Information -
PR #631, opened 2018-08-20
[3.0] PublicCloud#remove: Not yet implemented

bear454:
Removing nodes is not implemented in public clouds (Azure, EC2, GCE) at this
time, so the interfaces for doing so should be disabled until the feature
is implemented.

(cherry picked from commit 377e4fe09e3ec239cfcac284e4dfef17018f95a7)

Backport of #629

Directions - How many lines in the listing above include the word "implemented"? Respond with the number and nothing else.

Reply to the task - 3